Just repeating Karger’s algorithm isn’t the best use of repetition. We’re probably going to be correct near the beginning. Instead, Karger-Stein repeats when it counts. If we wait until there are n/√2 nodes left, the probability that we fail is close to 1/2. This lets us find a global minimum cut (with high probability) in an undirected graph in time O(n2 log2(n)). Notice that we can’t do better than O(n2) in a dense graph (we need to look at all the edges), so this is pretty good.

Algorithms and Commensurability

Algorithms often rely on commensurability: a common measure of value to compare items and the “distance” between them.

  • Well-measured attributes.
  • Measurements reflect latent attributes.
  • Entire populations are appropriately represented.

Wicked Problems

  1. No definitive formulation: What exactly is the goal? To generate text at a human level? At a good enough level to help with certain tasks?
  2. No stopping rule: When are you finished training?
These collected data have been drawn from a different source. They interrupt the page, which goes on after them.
Issue #590, opened 2020-11-18
Dynamic internal link target suggestions


timoludwig:
### Motivation

When adding internal links, we should dynamically suggest targets while typing.
Searching for page/event/poi titles should be possible as well slugs.

### Proposed Solution

Perform the dynamic search via AJAX. Also have a look at similar implementations, e.g. the dynamic POI suggestions in the event form.

david-venhoff:
Should the event handler that makes the ajax calls be active in the editor or just in the `insert/link` prompt? If the event handler would just run in the `insert/link` prompt, it might make sense to just preload the available links, maybe roughly like that:
![grafik](https://user-images.githubusercontent.com/78504586/123636215-e1911e00-d81c-11eb-8864-1ff7fcb7dfb7.png)

What do you think about this approach?

timoludwig:
I think in this case, we have to make the behavior somewhat similar to wordpress, otherwise the municipalities might be confused after the migration. This means, the suggestions need to be active in both cases, when marking text in the editor and when inserting a completely new link. Also, the suggestions should adapt to the text the user is typing, not only listing all available options. I'm not sure how it works in wordpress, it seems like not only the titles, but also the content of the targets are searched and suggested. For reference, here the inline suggestion of wordpress:
![Screenshot 2021-06-28 at 14-46-17 Seite bearbeiten ‹ Nürnberg — WordPress](https://user-images.githubusercontent.com/16021269/123641045-1b185800-d822-11eb-8e9d-3da6a333e1e4.png)
![Screenshot 2021-06-28 at 14-48-19 Seite bearbeiten ‹ Nürnberg — WordPress](https://user-images.githubusercontent.com/16021269/123641053-1e134880-d822-11eb-8a36-0172d1eb7de7.png)
And here the design of the "insert link"-promt:
![Screenshot 2021-06-28 at 14-49-29 Seite bearbeiten ‹ Nürnberg — WordPress](https://user-images.githubusercontent.com/16021269/123641370-7cd8c200-d822-11eb-85f5-4f02a60b7843.png)
Does that help? Do you think that's doable? The design doesn't have to be 100% identical, but the workflow of inserting internal links should roughly stay the same.
Since at the moment, we just have the prompt, even if inline text is selected for a link, I think it's ok to start with that and only implement the small inline suggestion box if needed.

david-venhoff:
[...]

PR #890, opened 2021-07-11
Add internal link suggestions for tinymce editor

david-venhoff:
### Short description
This pr adds support for searching internal links for pois, events and pages in the tinymce editor.
image
image

### Proposed changes
- Replace the link plugin with a custom implementation of similar functionality
- Add an ajax endpoint for querying pois, events and pages for the current region that match a query string

### Resolved issues
Fixes: #590

### DIFF
--- a/src/cms/views/utils/search_content_ajax.py
+++ b/src/cms/views/utils/search_content_ajax.py
@@ -1,0 +1,126 @@
+import logging
+import json
+
+from django.contrib.auth.decorators import login_required
+from django.db.models import Q
+from django.http import JsonResponse
+from django.views.decorators.http import require_POST
+
+from backend.settings import WEBAPP_URL
+from ...constants import status
+from ...decorators import region_permission_required
+from ...models import Region, EventTranslation, PageTranslation, POITranslation
+
+logger = logging.getLogger(__name__)
+
+# The maximum number of results returned by `search_content_ajax`
+MAX_RESULT_COUNT = 20
+
+
+def format_object_translation(object_translation, typ):
+    """
+    Formats the [poi/event/page]-translation as json
+
+    :param object_translation: A translation object which has a title and a permalink
+    :type object_translation: ~cms.models.events.event.Event or ~cms.models.pages.page.Page or ~cms.models.pois.poi.POI
+    :param typ: The type of this object
+    :type typ: str
+    :return: A dictionary with the title, url and type of the translation object
+    :rtype: dict
+    """
+    return {
+        "title": object_translation.title,
+        "url": f"{WEBAPP_URL}/{object_translation.permalink}",
+        "type": typ,
+    }
+
+
+def find_objects(manager, obj_type, region, language_slug, query, hierarchical=False):
+    """
+    Filters all object translations from ``manager`` of this language that match the ``query``
+
+    :param manager: The manager for a specific model
+    :type manager: ~django.db.models.Manager
+    :param obj_type: The content type of the queried translations
+    :type obj_type: str
+    :param region: The current region
+    :type region: ~cms.models.regions.region.Region
+    :param language_slug: The language slug
+    :type language_slug: str
+    :param query: The query string used for filtering the objects
+    :type query: str
+    :param hierarchical: Whether or not the given model is hiearchical (which impacts the method for filtering out
+                         archived results)
+    :type hierarchical: bool
+    :return: A list of translation objects (formatted as dict)
+    :rtype: list [ dict ]
+    """
+    archived_flag = "explicitly_archived" if hierarchical else "archived"
+    result = (
+        manager.objects.filter(
+            **{
+                obj_type + "__region": region,
+                obj_type + "__" + archived_flag: False,
+                "language__slug": language_slug,
+                "status": status.PUBLIC,
+            }
+        )
+        .filter(Q(slug__icontains=query) | Q(title__icontains=query))
+        .distinct(obj_type)
+    )
+    # If the object type is hierarchical, filter out implicitly archived objects (objects with archived ancestors)
+    if hierarchical:
+        result = filter(lambda x: not getattr(x, obj_type).implicitly_archived, result)
+    return [format_object_translation(obj, obj_type) for obj in result]
+
+
+@require_POST
+@login_required
+@region_permission_required
+# pylint: disable=unused-argument
+def search_content_ajax(request, region_slug, language_slug):
+    """Searches all pois, events and pages for the current region and returns all that
+    match the search query. Results which match the query in the title or slug get ranked
+    higher than results which only match through their text content.
+
+    :param request: The current request
+    :type request: ~django.http.HttpResponse
+    :param region_slug: region identifier
+    :type region_slug: str
+    :param language_slug: language slug
+    :type language_slug: str
+    :return: Json object containing all matching elements, of shape {title: str, url: str, type: str}
+    :rtype: ~django.http.JsonResponse
+    """
+
+    region = Region.get_current_region(request)
+    query = json.loads(request.body.decode("utf-8"))["query_string"]
+
+    logger.debug(
+        "Ajax call: Live search for pois, events and pages with query %r", query
+    )
+
+    results = []
+
+    user = request.user
+    if user.has_perm("cms.view_event"):
+        results.extend(
+            find_objects(EventTranslation, "event", region, language_slug, query)
+        )
+
+    if user.has_perm("cms.view_page"):
+        results.extend(
+            find_objects(
+                PageTranslation, "page", region, language_slug, query, hierarchical=True
+            )
+        )
+
+    if user.has_perm("cms.view_poi"):
+        results.extend(
+            find_objects(POITranslation, "poi", region, language_slug, query)
+        )
+
+    # sort alphabetically by title
+    results.sort(key=lambda k: k["title"])
+
+    return JsonResponse({"data": results[:MAX_RESULT_COUNT]})
--- a/src/frontend/js/tinymce-plugins/custom_link_input/plugin.js
+++ b/src/frontend/js/tinymce-plugins/custom_link_input/plugin.js
@@ -1,0 +1,320 @@
+import { getCsrfToken } from "../../utils/csrf-token";
+
+(function () {
+    'use strict'
+
+    const tinymceConfig = document.getElementById("tinymce-config-options");
+
+    async function getCompletions(query, id) {
+        const url = tinymceConfig.getAttribute("data-link-ajax-url");
+        const response = await fetch(url, {
+            method: "POST",
+            headers: {
+                "X-CSRFToken": getCsrfToken(),
+            },
+            body: JSON.stringify({
+                query_string: query
+            })
+        });
+        if (response.status != 200) {
+            return [];
+        }
+
+        const data = await response.json();
+        return [data.data, id];
+    }
+
+    // Checks if the url is likely missing the https:// prefix and add it if that is the case
+    function checkUrlHttps(url) {
+        // This regex matches domains without protocol (strings which contain a dot without a preceding colon or slash)
+        const re = new RegExp("^[^:/]+[.].+");
+        if (re.test(url)) {
+            return "https://" + url;
+        }
+        return url;
+    }
+
+    function updateLink(editor, anchorElm, text, linkAttrs) {
+        anchorElm.textContent = text;
+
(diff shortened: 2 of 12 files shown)


src/cms/views/utils/search_content_ajax.py
```diff
@@ -0,0 +1,103 @@
...
+            "url": f"{WEBAPP_URL}/{object_translation.permalink}",
+            "type": typ,
+        }
+
+    def find_objects(object_manager, query, language_slug, body_name):
+        """Filters all object translations from ``object_manager`` of this language
+        that match ``query`` and returns them and their ranking"""
+        for obj in object_manager.all():
+            if obj.archived:
+                continue
```
timoludwig, line 51: I think it might be a bit inefficient to query all objects first, then check whether they're archived, then do a regex matching on the translation fields...
Maybe we can do the search on the SQL level with the Django QuerySet features (see [docu](https://docs.djangoproject.com/en/3.2/topics/db/search/))? I'm imagining something like:
```
    Q(page__region=region, language=language) & 
    (Q(slug__unaccent__icontains=query) | Q(title__unaccent__icontains=query))
).distinct("page")
```
But that's probably hard to get right and generalize for all content types (and we have the problem with the priorities, but if it's too complicated I'd rather remove the body-search). I will think about this and get back to you in a few days.

src/cms/views/utils/search_content_ajax.py
```diff
@@ -0,0 +1,103 @@
...
+        'Ajax call: Live search for pois, events and pages with query "%r"', raw_query
+    )
+
+    results = []
+
+    user = request.user
+    if user.has_perm("cms.view_event"):
+        results.extend(
+            (prio, format_object_translation(i, "event"))
+            for (prio, i) in find_objects(
```
timoludwig, line 81: I always associate `i` with some kind of integer counter, so in this case I'd rather use `obj` or similar...

src/frontend/js/tinymce-plugins/custom_link_input/plugin.js
```diff
@@ -0,0 +1,291 @@
...
+                            items: [
+                                {
+                                    type: "input",
+                                    name: "search",
+                                },
+                                {
+                                    type: "selectbox",
+                                    name: "completions",
+                                    items: completion_items
+                                }
```
timoludwig, line 164: Do you think you could add a default (but disabled) option for the select field like " - no results - " or similar when there's nothing to select? Only if it's not too complicated :sweat_smile:

timoludwig (commented):
Amazing, thanks! :heart_eyes: 
I really like the solution and I think the municipalities will be able to use this without any problems when they're used to the WordPress link plugin.
Kudos, I always get a headache when dealing with these tinymce plugins :joy:

src/frontend/js/tinymce-plugins/custom_link_input/plugin.js
```diff
@@ -0,0 +1,291 @@
...
+    // Ask if the user wants to append https if that prefix is likely missing
+    function checkUrlHttps(editor, url, handler) {
+        if (url.toLowerCase().startsWith("www.")) {
+            editor.windowManager.confirm(tinymceConfig.getAttribute("data-link-dialog-confirm_https-text"), function (s) {
+                if (s)
+                    handler("https://" + url);
+                else {
+                    handler(url);
+                }
+            });
```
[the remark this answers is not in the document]
david-venhoff: It seems like the static assets loaded for the tinymce editor contain relative paths: https://github.com/Integreat/integreat-cms/blob/e1af620e72d586e12379282c0b01f5870f7a308b/src/cms/templates/_tinymce_config.html#L33

Apparently, tinymce also automatically prefixes those with the `document_base_url` setting, which leads to invalid urls:
grafik

I am not quite sure how to handle this in the best way. Should i prefix these assets with the actual url?

src/cms/views/utils/search_content_ajax.py
david-venhoff: Okay. I have removed the body search for now.

src/frontend/js/tinymce-plugins/custom_link_input/plugin.js
```diff
@@ -0,0 +1,291 @@
...
+                        // restore the original user url
+                        api.setData({ url: user_url });
+                    }
+                }
+                prev_selected_completion = data.completions;
+
+                // Automatically update the text input to the url by default
+                data = api.getData();
+                if (data.url != data.text && prev_link_url == data.text) {
+                    api.setData({ text: data.url });
```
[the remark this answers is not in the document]
david-venhoff: I implemented it, but with a restriction that the link text does not get overwritten if it is not empty. I think otherwise this behavior could be annoying for the users, if they already entered a link text and then started to search for an internal link, since in this case their link text input would get overwritten.

src/frontend/js/tinymce-plugins/custom_link_input/plugin.js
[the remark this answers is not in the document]
timoludwig: Hmm, that's sad. But yes, I think it's ok to prefix the static paths of the assets with the cms host, you can e.g. get this from the setting `BASE_URL`... Probably that's less effort than to deal with all the problems which arise when tinymce builds the absolute urls...

src/cms/views/utils/search_content_ajax.py
```diff
@@ -0,0 +1,118 @@
...
+        if not object_translation:
+            continue
+
+        title = object_translation.title
+        slug = object_translation.slug
+
+        if re.search(query, title, re.IGNORECASE):
+            yield (2, object_translation)
+        elif re.search(query, slug, re.IGNORECASE):
+            yield (2, object_translation)
```
timoludwig, line 64:
```suggestion
def find_objects(manager, obj_type, region, language_slug, query, hierarchical=False):
    """
    Filters all object translations from ``manager`` of this language that match the ``query``

    :param manager: The manager for a specific model
    :type manager: ~django.db.models.Manager

    :param obj_type: The content type of the queried translations
    :type obj_type: str

    :param region: The current region
    :type region: ~cms.models.regions.region.Region

    :param language_slug: The language slug
    :type language_slug: str

    :param query: The query string used for filtering the objects
    :type query: str

    :param hierarchical: Whether or not the given model is hiearchical (which impacts the method for filtering out
                         archived results)
    :type hierarchical: bool

    :return: A list of translation objects (formatted as dict)
    :rtype: list [ dict ]
    """
    archived_flag = "explicitly_archived" if hierarchical else "archived"
    result = (
        manager.objects.filter(
            **{
                obj_type + "__region": region,
                obj_type + "__" + archived_flag: False,
                "language__slug": language_slug,
                "status": status.PUBLIC,
            }
        )
        .filter(Q(slug__icontains=query) | Q(title__icontains=query))
        .distinct(obj_type)
    )
    # If the object type is hierarchical, filter out implicitly archived objects (objects with archived ancestors)
    if hierarchical:
        result = filter(lambda x: not getattr(x, obj_type).implicitly_archived, result)
    return [format_object_translation(obj, obj_type) for obj in result]
```
Ok, so this would be my approach to do the search on the database level instead of doing a regex search in python.
Especially with many entries in the database, this should give a significant performance improvement, although I didn't do any benchmarking on this.

src/cms/views/utils/search_content_ajax.py
```diff
@@ -0,0 +1,118 @@
...
+    :type region_slug: str
+    :param language_slug: language slug
+    :type language_slug: str
+    :return: Json object containing all matching elements, of shape {title: str, url: str, type: str}
+    :rtype: ~django.http.JsonResponse
+    """
+
+    region = Region.get_current_region(request)
+    raw_query = json.loads(request.body.decode("utf-8"))["query_string"]
+    query = re.escape(raw_query)
```
timoludwig, line 88:
```suggestion
    query = json.loads(request.body.decode("utf-8"))["query_string"]
```

src/cms/views/utils/search_content_ajax.py
```diff
@@ -0,0 +1,118 @@
...
+
+    logger.debug(
+        'Ajax call: Live search for pois, events and pages with query "%r"', raw_query
```
timoludwig, line 91:
```suggestion
        "Ajax call: Live search for pois, events and pages with query %r", query
```
The representation modifier `%r` already puts quotes around string variabels.

src/cms/views/utils/search_content_ajax.py
```diff
@@ -0,0 +1,118 @@
...
+    )
+
+    results = []
+
+    user = request.user
+    if user.has_perm("cms.view_event"):
+        results.extend(
+            (prio, format_object_translation(obj, "event"))
+            for (prio, obj) in find_objects(region.events, query, language_slug)
```
timoludwig, line 100:
```suggestion
            find_objects(EventTranslation, "event", region, language_slug, query)
```

src/cms/views/utils/search_content_ajax.py
```diff
@@ -0,0 +1,118 @@
...
+        )
+
+    if user.has_perm("cms.view_page"):
+        results.extend(
+            (prio, format_object_translation(obj, "page"))
+            for (prio, obj) in find_objects(region.pages, query, language_slug)
```
timoludwig, line 106:
```suggestion
            find_objects(PageTranslation, "page", region, language_slug, query, True)
```

src/cms/views/utils/search_content_ajax.py
```diff
@@ -0,0 +1,118 @@
...
+        )
+
+    if user.has_perm("cms.view_poi"):
+        results.extend(
+            (prio, format_object_translation(obj, "poi"))
+            for (prio, obj) in find_objects(region.pois, query, language_slug)
```
timoludwig, line 112:
```suggestion
            find_objects(POITranslation, "poi", region, language_slug, query)
```

src/cms/views/utils/search_content_ajax.py
```diff
@@ -0,0 +1,118 @@
...
+        )
+
+    # sort first by highest priority and then alphabetically by title
+    results.sort(key=lambda res: (-res[0], res[1]["title"]))
```
timoludwig, line 116:
```suggestion
    # sort alphabetically by title
    results.sort(key=lambda k: k["title"])
```

src/cms/views/utils/search_content_ajax.py
```diff
@@ -0,0 +1,118 @@
...
+
+    return JsonResponse({"data": [i[1] for i in results[:MAX_RESULT_COUNT]]})
```
timoludwig, line 118:
```suggestion
    return JsonResponse({"data": results[:MAX_RESULT_COUNT]})
```

src/cms/views/utils/search_content_ajax.py
```diff
@@ -0,0 +1,118 @@
+import re
```
timoludwig, line 1:
```suggestion
```

src/cms/views/utils/search_content_ajax.py
```diff
@@ -0,0 +1,118 @@
...
+import logging
+import json
+
+from django.contrib.auth.decorators import login_required
+from django.http import JsonResponse
```
timoludwig, line 6:
```suggestion
from django.db.models import Q
from django.http import JsonResponse
```

src/cms/views/utils/search_content_ajax.py
```diff
@@ -0,0 +1,118 @@
...
+from django.views.decorators.http import require_POST
+
+from backend.settings import WEBAPP_URL
+from ...decorators import region_permission_required
+from ...models.regions.region import Region
```
timoludwig, line 11:
```suggestion
from ...constants import status
from ...decorators import region_permission_required
from ...models import Region, PageTranslation, EventTranslation, POITranslation
```

timoludwig (commented):
Amazing, thanks for your changes! :rocket: 

I made suggestions for doing the filtering in sql instead of Python. I'ts a bit complicated because of the different archiving concept of the hierarchcal page model, so If you see any problems with my code or further room for improvement, feel free to change it.
I noticed that I needed to change the default sorting of the event translation model to `ordering = ["event__pk", "-version"]` in [src/cms/models/events/event_translation.py](https://github.com/Integreat/integreat-cms/blob/8219586acbb98c681635210d0c45817285a0c13e/src/cms/models/events/event_translation.py#L313) in order for the sql query to work.

timoludwig (approved):
Thank you! :1st_place_medal: 
I think that's it, you can merge the PR :tada:

Issue #889, opened 2021-07-07
Fix `Organization` logo field


timoludwig:
### Describe the Bug

When implementing the new media library and adapting the icon and logo fields to it, we forgot to adapt the organization form to the new system.

### Steps to Reproduce

1. Go to 'Organizations'
2. Create Organization
3. Try to set logo

### Expected Behavior

The media library overlay should be shown so a logo can be selected from the media library

### Actual Behavior

Nothing happens

### Additional Information

Have a look at e.g. the solution of the region logo and re-use or copy/paste the existing and working code

PR #891, opened 2021-07-14
Fix logo issue in organizations

membralala:
### Short description
Fixed a bug, where the organization form wasn't updated yet to work properly with the new media library. 

### Proposed changes
- updated organization_view
- changed the organization model's icon entry 
- added the logo as a thumbnail to the organization list 

### Resolved issues

Fixes: #889

### DIFF
--- a/src/cms/models/users/organization.py
+++ b/src/cms/models/users/organization.py
@@ -2,6 +2,8 @@ from django.db import models
 from django.utils import timezone
 from django.utils.translation import ugettext_lazy as _
 
+from ..media.media_file import MediaFile
+
 
 class Organization(models.Model):
     """
@@ -16,11 +18,14 @@ class Organization(models.Model):
         verbose_name=_("slug"),
         help_text=_("Unique string identifier without spaces and special characters."),
     )
-    icon = models.ImageField(
-        null=True,
-        blank=True,
-        upload_to="organizations/%Y/%m/%d",
+
+    icon = models.ForeignKey(
+        MediaFile,
         verbose_name=_("logo"),
+        on_delete=models.SET_NULL,
+        related_name="icon_organizations",
+        blank=True,
+        null=True,
     )
 
     created_date = models.DateTimeField(
--- a/src/cms/templates/organizations/organization_list_row.html
+++ b/src/cms/templates/organizations/organization_list_row.html
@@ -11,8 +11,8 @@
 	</td>
 	<td class="pr-2">
         {% if organization.icon %}
-            <a href="{{ organization.icon.url }}" target="_blank" rel="noopener noreferrer" class="bg-transparent hover:underline text-blue-500 hover:text-blue-600 cursor-pointer">
-                {{ organization.icon.url }}
+            <a href="{% url 'edit_organization' organization_id=organization.id %}">
+                <img src="{{organization.icon.url}}" alt="{{organization.icon.url}}" style="max-height:48px">
             </a>
         {% else %}
             <i data-feather="x" class="text-red-500"></i>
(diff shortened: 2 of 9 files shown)


src/cms/models/users/organization.py
```diff
@@ -16,11 +16,14 @@ class Organization(models.Model):
...
-    icon = models.ImageField(
-        null=True,
-        blank=True,
-        upload_to="organizations/%Y/%m/%d",
+
+    icon = models.ForeignKey(
+        "cms.MediaFile",
         verbose_name=_("logo"),
+        on_delete=models.SET_NULL,
+        related_name="icon_org",
```
timoludwig, line 24:
```suggestion
        related_name="organization_icon_of",
```
Just to stay consistent with the other models, I'd choose this related name.
I get that's not an ideal name, but if we change the naming scheme, we should probably change it for all models with an icon (regions, organizations, pages, events and POIs). Maybe `organizations_with_this_file_as_icon` would be most understandable, but sure that's a bit verbose :sweat_smile: 
Maybe, for the sake of simplicity, just `organizations`? if you go with this approach, please also rename the related name in all other models as well. The exact name is less relevant than the consistency :smile:

timoludwig (commented):
Thanks! This works exactly as expected! :+1:

src/cms/models/users/organization.py
membralala: Okay, yeah, I get this one! I might go with ```modelname_icon```, if that's fine.

There is another small thing, which came to my mind: In the organization_list_view the logo is represented as a link to the image source. Would it make sense to either represent the actual logo as an image instead of the link or just not show it as a table property?

timoludwig: > Okay, yeah, I get this one! I might go with `modelname_icon`, if that's fine.

I think this sounds as if the attribute would return an icon instance instead of the model. What about `icon_modelname_plural`, so e.g. `icon_organizations` (similar to what you initially suggested)?

> There is another small thing, which came to my mind: In the organization_list_view the logo is represented as a link to the image source. Would it make sense to either represent the actual logo as an image instead of the link or just not show it as a table property?

Yes, I really like this idea. A small thumbnail image would be cool! :heart_eyes_cat:

membralala: > I think this sounds as if the attribute would return an icon instance instead of the model. What about `icon_modelname_plural`, so e.g. `icon_organizations` (similar to what you initially suggested)?

That's fine to me as well, I'll go with it!

src/cms/templates/organizations/organization_list_row.html
```diff
@@ -11,9 +11,9 @@
 	</td>
 	<td class="pr-2">
         {% if organization.icon %}
-            <a href="{{ organization.icon.url }}" target="_blank" rel="noopener noreferrer" class="bg-transparent hover:underline text-blue-500 hover:text-blue-600 cursor-pointer">
-                {{ organization.icon.url }}
-            </a>
+        <a href="{% url 'edit_organization' organization_id=organization.id %}">
+            <img src="{{organization.icon.url}}" alt="{{organization.icon.url}}" style="height:60px">
```
timoludwig, line 15:
```suggestion
            <img src="{{organization.icon.url}}" alt="{{organization.icon.url}}" style="max-height:48px">
```
I'd go with this max height, because the normal text cells also have this height (24px for the content and 12px for top and bottom padding)... this way, all rows are of equal height, no matter whether an icon is set or not.

timoludwig (commented):
Amazing, thanks! The preview looks cool!

timoludwig (approved):
:+1:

When does it count as “working”?
  3. Solutions are not true or false, but better or worse: One LLM’s output can be better than another’s, but neither is “correct”.
  4. No immediate or ultimate test of a solution: What exactly is the LLM supposed to output for a given input? Not quite sure!
  5. No safe opportunity to learn by trial-and-error: Training is very costly in terms of time and energy; failed attempts are big setbacks.